First, the bed must be completely level and a uniformly fine texture. Rocky or clumpy beds will produce poor results. Second, how you seed the bed matters. I’ve heard other gardeners say, if you sprinkle the seeds on the surface too thickly, they all grow, but if you sprinkle them too thinly, none grow.  How this happens is anyone’s guess, but that has been my experience as well.
 
Third, once the seeds are sown, they must be watered AT LEAST once a day.  Miss one day, and the seeds won’t germinate, and the ones that have germinated will die.   Then, if all goes well and the carrots sprout, the bed must be carefully watered and the carrots thinned to produce a weed-free, properly spaced stand of carrots.  This is truly a labor of love, but the rewards are one of nature’s most nutritious and flavorful foods.
 
In the early 1980s, I joined the Physicians Association for Anthroposophical Medicine.  The president of the group was a young family-practice physician who, soon after I joined the group, contracted testicular cancer.  Rather than undergo conventional chemotherapy, he used the Gerson Diet, with its 8 to 10 glasses of carrot juice a day, as his main therapy.  He went into a full remission, which lasted about a decade.  At that time, he had a recurrence, which he attempted unsuccessfully to treat with conventional therapy.  It was a difficult time for our entire close-knit group of young doctors, but it drove home for all of us the life-long lesson that disease can be treatable through dietary changes.  The experience was such a profound lesson for me that one year later, when I graduated from medical school, I asked my parents for a Norwalk juicer as my graduation present.  My intention was to lend it to my cancer patients to make their own carrot juice.  Thirty-three years later, that juicer has made untold gallons of carrot juice for me and my patients.  
 
Although dietary suggestions for cancer patients have changed through the years, especially with the finding that low-carbohydrate diets can be very effective, I still always remember the power of carrots in my friend’s recovery.  We used to think it was either the enzymes or the beta-carotene in carrots that were the active agents, but new research has identified an interesting chemical called falcarinol, which is found only in the root of the carrot plant.

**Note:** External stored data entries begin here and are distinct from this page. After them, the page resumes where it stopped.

PR #11699, opened 2025-04-29
chore: remove coverage information

Alizter:
Coverage stopped being tracked back in #11224 this cleans up the rest of the mentions.


Leonidas-from-XIV (approved):
Seems reasonable. The only coverage info on coveralls seems to be old branches from before the coverage support was removed.

maiste (approved):
Thanks for having taking care of this!

PR #11609, opened 2025-04-05
feat: Synopsis to rule stanza, display synopses in dune show

maxim092001:
Implementation to resolve https://github.com/ocaml/dune/issues/11522

This PR makes multiple changes:

- Allow to attach optional `(synopsis "Doc")` to `rule` stanza
- Print **all** synopses with their locations (if `loc` is not `none`) via `dune show aliases`
  - If one alias attached to multiple rules with synopses then all synopses printed with rule locations
- Print synopsis for each target if there is one via `dune show targets`
- ~~Attach synopsis to `default` alias~~
  - ~~Had to adjust some tests for new behavior~~
  - Will be done in separate PRs
- ~~Bumped version to 3.19~~ Merged https://github.com/ocaml/dune/commit/d2745311bbcc76d880c01f7030f97a13b0e699c2

Some examples from cram tests are:

```dune
(rule
(targets file1.ml)
(aliases rule-with-synopses and-another-rule)
(synopsis "Rule creates file1.ml")
(action
    (write-file file1.ml "")))

(rule
(targets file2.ml)
(aliases rule-with-synopses and-another-rule)
(synopsis "Rule creates file2.ml")
(action
    (write-file file2.ml "")))

(rule
(targets file3.ml)
(alias and-another-rule)
(synopsis "Rule creates file3.ml")
(action
    (write-file file3.ml "")))
```

```
  $ dune show targets
  dune
  dune-project
  file1.ml
    - dune:1 Rule creates file1.ml
  file2.ml
    - dune:8 Rule creates file2.ml
  file3.ml
    - dune:15 Rule creates file3.ml
```

```
dune show aliases
  all
  and-another-rule
    - dune:1 Rule creates file1.ml
    - dune:8 Rule creates file2.ml
    - dune:15 Rule creates file3.ml
  default
    - This alias corresponds to the default argument for dune build. More
      information on
      https://dune.readthedocs.io/en/latest/reference/aliases/default.html
  fmt
  ocaml-index
  pkg-install
  rule-with-synopses
    - dune:1 Rule creates file1.ml
    - dune:8 Rule creates file2.ml
```

PR #11705, opened 2025-04-29
Add location to aliases unless they are standard

Leonidas-from-XIV:
The change to add locations for aliases #11609 got me thinking, that it's useful in general to pass it. However given the rule that is attached to a "standard" alias does not come from a particular location that the user can go to, it should probably explicitly state `Loc.none` on these aliases.


rgrinberg:
> However given the rule that is attached to a "standard" alias does not come from a particular location that the user can go to, it should probably explicitly state Loc.none on these aliases.

I don't really understand this bit. Sure, standard aliases aren't defined by any particular stanza, but don't we want to record the stanza that introduced the target to the standard alias?

Leonidas-from-XIV:
> don't we want to record the stanza that introduced the target to the standard alias?

We can, however the locations of these get printed as `dune:1` (as in [here](https://github.com/ocaml/dune/pull/11609/files#diff-b5a19d9cb29aa6be6ad02a91659ed2a230b25a93f9502ebaefcd22bcb52dd47f) so I assume that the rule doesn't really have a "real" location and the user won't find anything interesting at that location in the file.

Leonidas-from-XIV:
I can't tell you why #11609 uses `Loc.none` (haven't had the time to look at the changes in depth), but if I change the code in this PR to always unconditionally use `rule.loc` I also get `dune:1` in the same test. So it's not something that #11609 broke, it's already like this on `main`.

rgrinberg (approved):
This is a strict improvement, but we need to get to the bottom for the cause of the dummy locations someday.

PR #11708, opened 2025-04-29
chore(ci): switch to 5.2

rgrinberg:


maiste (approved):
Thanks! Do you think it would be easy to bump the dev switch version to `5.2`, or will it require more work?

Falcarinol is a natural “pesticide” and also protects the plant from fungal attacks. Falcarionol seems to have important anti-cancer effects in both prevention and treatment; in one study, rats fed falcarinol had one-third less cancer incidence than similar rats not fed falcarinol.  Furthermore, falcarinol seems to become more bio-available through either mastication (i.e., juicing in a grind-and-press juicer, like the Norwalk) or through gentle heat (like blanching and dehydration).
 
Our Carrot Powder, made from organically grown orange carrots from local Northern California farms, was made with the bio-availability of the important nutrients in mind.   Even though some of the beta-carotene is lost through cooking, this is an easy nutrient to get in our daily food.   More important are carrots’ unique chemicals, like falcarinol, where the actual medicinal benefits might lie. 
 

 Our carrots are blanched, dehydrated at low heat and then ground and put into Miron jars or mixed into our Threefold blends.   The Carrots Powder works well with both savory dishes, as in the chili we had last night (below), or sweet foods, such as Orange-Carrot Muffins (below).   Carrots deserve a special place in the annals of medicinal food and should be included in virtually everyone’s daily diet. 

In health,
Tom Cowan, M.D.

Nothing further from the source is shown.